● EXERCISE INSTRUCTIONS:
Collect all lines below with the string "shortened".

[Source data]

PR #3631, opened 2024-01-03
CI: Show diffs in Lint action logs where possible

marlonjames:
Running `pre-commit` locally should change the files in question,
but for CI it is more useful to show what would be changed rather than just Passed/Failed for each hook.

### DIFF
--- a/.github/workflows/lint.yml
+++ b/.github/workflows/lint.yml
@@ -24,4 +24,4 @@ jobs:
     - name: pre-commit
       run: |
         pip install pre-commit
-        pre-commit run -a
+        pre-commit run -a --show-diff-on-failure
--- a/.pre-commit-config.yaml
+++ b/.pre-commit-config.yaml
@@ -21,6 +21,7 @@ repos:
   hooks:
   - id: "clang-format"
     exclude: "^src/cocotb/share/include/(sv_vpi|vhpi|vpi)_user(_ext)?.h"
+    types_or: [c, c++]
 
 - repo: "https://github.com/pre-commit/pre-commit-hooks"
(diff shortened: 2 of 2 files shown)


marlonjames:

* * *

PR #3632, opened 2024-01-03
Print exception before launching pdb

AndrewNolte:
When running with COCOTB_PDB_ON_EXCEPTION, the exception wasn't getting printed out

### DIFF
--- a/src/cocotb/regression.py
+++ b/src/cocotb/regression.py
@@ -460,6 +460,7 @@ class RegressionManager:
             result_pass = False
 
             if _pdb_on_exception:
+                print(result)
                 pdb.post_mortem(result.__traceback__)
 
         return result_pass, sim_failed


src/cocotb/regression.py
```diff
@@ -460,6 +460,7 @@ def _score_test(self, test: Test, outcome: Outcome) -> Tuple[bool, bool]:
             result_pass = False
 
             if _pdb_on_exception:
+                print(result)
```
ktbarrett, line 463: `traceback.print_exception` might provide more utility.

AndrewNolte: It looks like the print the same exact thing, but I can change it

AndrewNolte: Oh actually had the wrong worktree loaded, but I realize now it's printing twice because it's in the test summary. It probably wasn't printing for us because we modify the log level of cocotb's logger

==

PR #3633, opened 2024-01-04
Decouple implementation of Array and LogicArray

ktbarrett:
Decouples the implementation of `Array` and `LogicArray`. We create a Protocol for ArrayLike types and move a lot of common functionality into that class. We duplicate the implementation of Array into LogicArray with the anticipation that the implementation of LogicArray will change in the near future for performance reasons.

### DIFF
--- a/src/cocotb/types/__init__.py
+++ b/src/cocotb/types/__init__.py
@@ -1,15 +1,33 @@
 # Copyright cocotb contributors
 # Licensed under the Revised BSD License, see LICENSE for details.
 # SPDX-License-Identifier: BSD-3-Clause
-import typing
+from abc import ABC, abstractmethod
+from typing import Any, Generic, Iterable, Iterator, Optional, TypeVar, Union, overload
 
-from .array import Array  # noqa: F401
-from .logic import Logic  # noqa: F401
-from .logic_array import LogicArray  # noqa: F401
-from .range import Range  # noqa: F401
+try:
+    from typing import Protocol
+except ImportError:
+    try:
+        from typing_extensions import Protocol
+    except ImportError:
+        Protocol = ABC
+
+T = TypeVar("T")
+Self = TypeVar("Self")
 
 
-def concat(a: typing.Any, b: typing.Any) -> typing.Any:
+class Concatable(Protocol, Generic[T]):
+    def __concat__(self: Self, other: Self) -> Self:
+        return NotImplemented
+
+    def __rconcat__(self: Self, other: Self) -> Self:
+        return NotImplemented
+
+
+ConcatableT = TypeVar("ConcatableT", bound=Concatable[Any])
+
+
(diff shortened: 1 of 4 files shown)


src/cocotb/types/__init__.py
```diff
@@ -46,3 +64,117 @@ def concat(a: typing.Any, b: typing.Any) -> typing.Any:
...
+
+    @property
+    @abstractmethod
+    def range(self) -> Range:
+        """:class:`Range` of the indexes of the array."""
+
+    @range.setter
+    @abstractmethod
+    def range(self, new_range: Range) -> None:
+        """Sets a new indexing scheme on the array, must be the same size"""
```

● OUTPUT OF THE EXERCISE:
(diff shortened: 2 of 2 files shown)
(diff shortened: 1 of 4 files shown)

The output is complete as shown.